(Collected data)
......

PR #95, opened 2015-11-22
Default queue for context

dfdx:
Quite often we need to work with both - context and queue. Passing both of these variables everywhere looks like an overkill, especially in cases when there's 1:1 correspondence between them. This PR creates a cache for default queues: instead of passing 2 variables or creating new queue from context every time, one can now call `default_queue(ctx)` to get cached value. 

In the PR I also use this capability to provide convenient yet flexible interface for constructing `CLArray`s - if user doesn't pass a queue, the one associated with array's context will be used.

### DIFF
--- a/src/util.jl
+++ b/src/util.jl
@@ -1,8 +1,21 @@
+# cached queues
+const DEFAULT_QUEUES = WeakKeyDict{Context, CmdQueue}()
+
 function create_compute_context()
     ctx    = create_some_context()
     device = first(devices(ctx))
     queue  = CmdQueue(ctx)
+    DEFAULT_QUEUES[ctx] = queue
     return (device, ctx, queue)
+end
+
+function default_queue(ctx::Context)
+    # for some reason WeakKeyDict requires wrapping keys of type Context
+    # into WeakRef(), though other types seem to behave normally
+    if !haskey(DEFAULT_QUEUES, WeakRef(ctx))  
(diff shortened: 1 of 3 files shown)


src/util.jl
```diff
@@ -1,10 +1,21 @@
+# cached queues
+const DEFAULT_QUEUES = Dict{Context, CmdQueue}()
```
vchuravy: This will prevent garbage collection for Contexts, so this should probably be a `WeakKeyDict`

dfdx: Fixed.

dfdx:
Juts noticed that some tests are failing, working on it.

dfdx:
Not sure why, but using `Context` as a key in `WeakKeyDict` requires manual wrapping it into `WeakRef`. Anyway, with latest commit this works again, so all tests pass.

jakebolewski:
Hmm, I see the appeal of this api change but having global variables generally make me skeptical that this is the only / best way of doing it.  Why not have a type that couples the context and queue (`CtxQueue`) and then parameterize methods to use that?

dfdx:
I just understood that it's possible to retrieve `Context` from `CmdQueue` via `cl.info(queue, :context)`, so looks like the best approach would be to pass queue everywhere. I need to think about it for a while. 

Thanks for comments. I appreciate filtering ideas through collaboration.

dfdx:
I tried this idea on arrays, and code looks really nice now. Thus I'm closing this PR in favor of #96

PR #96, opened 2015-11-25
Retrieving context from queue, array functions simplified

dfdx:
Since it's possible to retrieve `Context` from `CmdQueue`, there's no need to pass them both everywhere. This PR simplifies array implementation according to this possibility.


jakebolewski:
:+1:, much cleaner!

......

**TASK TO COMPLETE**
Return every line of the data above in which "WeakRef" appears.

**OUTPUT OF THE EXERCISE**
+    # into WeakRef(), though other types seem to behave normally
+    if !haskey(DEFAULT_QUEUES, WeakRef(ctx))  
Not sure why, but using `Context` as a key in `WeakKeyDict` requires manual wrapping it into `WeakRef`. Anyway, with latest commit this works again, so all tests pass.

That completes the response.